----- Data records
PR #499, opened 2026-05-20
Extend query builder to not allow illformed query generation

### LINKED ISSUE #453: Sql query builder
* given the query, you should be able to construct sql string on const query
```
auto const query = dm.FromTable()....;
query.ToSql();
```

* Fields() function must accept also SqlQualifiedTableColumnName

Yaraslaut:
Closes https://github.com/LASTRADA-Software/Lightweight/issues/453 '

Fixes ill formed query builder API, where we could have `Select().All()` 

We split the select builder into two builders, where you can not complete the starter, before you select fields using `.Fields` overload

### DIFF
--- a/src/Lightweight/SqlQuery/Select.hpp
+++ b/src/Lightweight/SqlQuery/Select.hpp
@@ -9,6 +9,7 @@
 #include <reflection-cpp/reflection.hpp>
 
 #include <span>
+#include <utility>
 
 namespace Lightweight
 {
@@ -85,8 +86,16 @@ namespace Aggregate
 
 /// @brief Query builder for building SELECT ... queries.
 ///
+/// Not constructed directly by user code; obtained by adding a projection
+/// (`Field` / `Fields` / `FieldAs` / `Build`) to a @ref SqlSelectQueryStarter — the
+/// type returned by `SqlQueryBuilder::Select()`. The starter intentionally hides
+/// the finalizers @ref All, @ref First, and @ref Range so that an empty
+/// `Select().All()` (which would emit malformed `SELECT  FROM "T"` SQL) fails at
+/// compile time; the gate is in the starter, not here.
+///
 /// @see SqlQueryBuilder
-class [[nodiscard]] SqlSelectQueryBuilder final: public SqlBasicSelectQueryBuilder<SqlSelectQueryBuilder>
+/// @see SqlSelectQueryStarter
+class [[nodiscard]] SqlSelectQueryBuilder: public SqlBasicSelectQueryBuilder<SqlSelectQueryBuilder>
 {
   public:
     /// The select query type alias.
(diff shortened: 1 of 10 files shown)


src/tests/CoreTests.cpp
```diff
@@ -735,4 +735,45 @@ TEST_CASE("ParseConnectionString tolerates empty fragments", "[ConnectionString]
...
+// produce malformed `SELECT  FROM "Employees"` SQL at runtime.
+//
+//   auto queryIllFormed = dm.FromTable("Employees").Select();
+//   auto const queryIllFormedComplete = queryIllFormed.All();  // compile error
+//
+//   auto const chained = dm.FromTable("Employees").Select().All();  // compile error
+
+TEST_CASE_METHOD(SqlTestFixture, "Query building", "[SqlStatement]")
+{
+
```
christianparpart: how come we end up with that one line here?

src/tests/CoreTests.cpp
```diff
@@ -735,4 +735,45 @@ TEST_CASE("ParseConnectionString tolerates empty fragments", "[ConnectionString]
...
+    auto stmt = Light::SqlStatement {};
+    CreateEmployeesTable(stmt);
+    FillEmployeesTable(stmt);
+
+    auto dm = Light::DataMapper {};
+
+    SECTION("Select().All()")
+    {
+
```
christianparpart: same

src/Lightweight/SqlQuery/Select.hpp
```diff
@@ -250,4 +279,157 @@ inline LIGHTWEIGHT_FORCE_INLINE SqlSelectQueryBuilder& SqlSelectQueryBuilder::Fi
...
+class [[nodiscard]] SqlSelectQueryStarter final: private SqlSelectQueryBuilder
+{
+  public:
+    /// Constructs a SELECT query starter.
+    explicit SqlSelectQueryStarter(SqlQueryFormatter const& formatter, std::string table, std::string tableAlias) noexcept:
+        SqlSelectQueryBuilder { formatter, std::move(table), std::move(tableAlias) }
+    {
+    }
+
+    // Re-expose accessors and the safe inherited methods.
```
christianparpart: i'm not sure I like what I see. Is this really the best software architecture in place to achieve this? Marking a base class privately inherited and then re-expose privately inherited members feels like abuse.

christianparpart (approved):
Thanks. This is definitely a great addition. I am only concerned about the software architectural decision on private inherited classes and re-exposed members. And the unnecessary farm of empty lines as commented :)

src/Lightweight/SqlQuery/Select.hpp
Yaraslaut: We need somehow to disallow calling `.All()` before calling `.Field()` so we need to insert one more layer in the chain but do not want to re implement functions, we can try to shadow function and have a public inheritance, maybe like this: https://godbolt.org/z/s4jWE3YK6 what do you think?

christianparpart:
Ah nice, thanks, @Yaraslaut

PR #500, opened 2026-05-20
tools: filter plugin candidates by '*Plugin' filename suffix

christianparpart:
## Summary

- `Lightweight::Tools::DiscoverPlugins` now rejects shared libraries whose file stem does not end in the literal token `Plugin` (e.g. `FooPlugin.dll`, `SqlMigrationsPlugin.so`). The filter runs **before** `LoadLibrary` / `dlopen`, so neighbouring runtime DLLs (vcpkg-applocal deposits like `Lightweight.dll` / `zlibd1.dll` / `bz2d.dll`, Qt6*.dll dropped next to a GUI tool, MSVC runtimes, …) are never mapped into the host process and never run their `DllMain`.
- Case-insensitive on Windows (matching the filesystem and `LoadLibraryW`); case-sensitive on POSIX. Mirrors the existing `FilenameKeyFromPath` policy.
- The `TryGetFunction("AcquireMigrationManager")` null-skip in `DefaultPluginLoader` is kept as defence-in-depth: a `*Plugin.dll` without the entry point is still silently skipped rather than aborting dbtool.

## Motivation

A debug build of a downstream project (Lastrada) puts the migration plugin DLL in `<build>/plugins/`. After link, vcpkg's applocal deployment step (`VCPKG_APPLOCAL_DEPS=ON`) copies the plugin's transitive runtime DLL closure into the same directory. Result: dbtool would `LoadLibrary` `Lightweight.dll` / `zlibd1.dll` / `bz2d.dll` / etc. on every startup, run their DllMain, walk their import tables, only to discard them seconds later for missing the plugin entry point. With the filter, only `SqlMigrationsPlugin.dll` is loaded.

## Knock-on changes

- The two dummy migration plugin targets (`src/tests/dummy_migration_plugin{,_2}/CMakeLists.txt`) set `OUTPUT_NAME` to `DummyMigrationPlugin` / `DummyMigrationPlugin2` and `PREFIX ""` so the built artefacts conform to the new convention on both Windows and POSIX. Source folders and CMake target names are unchanged.
- `PluginDiscoveryTests.cpp` / `PluginIngestionTests.cpp` fixture filenames renamed to conforming names.
- New `TEST_CASE("DiscoverPlugins — DLLs whose stem does not end in 'Plugin' are skipped")` mirrors the applocal-style clutter and asserts only the plugin survives discovery.

## Documentation

The naming requirement is spelled out in the leading doc block of `DiscoverPlugins` in `PluginDiscovery.hpp`, with a "why" pointing at the applocal scenario above.

## Test plan

- [x] Unit tests: `LightweightTest` (Catch2) — existing tests pass after fixture rename, new `applocal-like` test asserts the filter rejects the four neighbours.
- [x] dbtool integration test (`test_dbtool.py`) — enumerates the test plugins dir by extension; the `OUTPUT_NAME` rename is transparent. No script change needed.
- [x] Manual: smoke-test `dbtool list-pending` against a `plugins/` directory that contains `SqlMigrationsPlugin.dll` + `Lightweight.dll` + `zlibd1.dll` and confirm only the plugin is loaded.

### DIFF
--- a/src/tests/PluginDiscoveryTests.cpp
+++ b/src/tests/PluginDiscoveryTests.cpp
@@ -90,8 +90,8 @@ TEST_CASE("DiscoverPlugins — distinct filenames across directories all survive
     auto const dirA = tree.Dir("a");
     auto const dirB = tree.Dir("b");
 
-    Touch(dirA / "alpha.dll", BaseTime());
-    Touch(dirB / "beta.dll", BaseTime());
+    Touch(dirA / "AlphaPlugin.dll", BaseTime());
+    Touch(dirB / "BetaPlugin.dll", BaseTime());
 
     std::vector<std::filesystem::path> dirs { dirA, dirB };
     auto const resolved = Lightweight::Tools::DiscoverPlugins(dirs);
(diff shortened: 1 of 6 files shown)


Yaraslaut (approved):
looks good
----------
__The problem__
Filter the records above down to the lines that hold the string "shown".

__Your response__
(diff shortened: 1 of 10 files shown)
(diff shortened: 1 of 6 files shown)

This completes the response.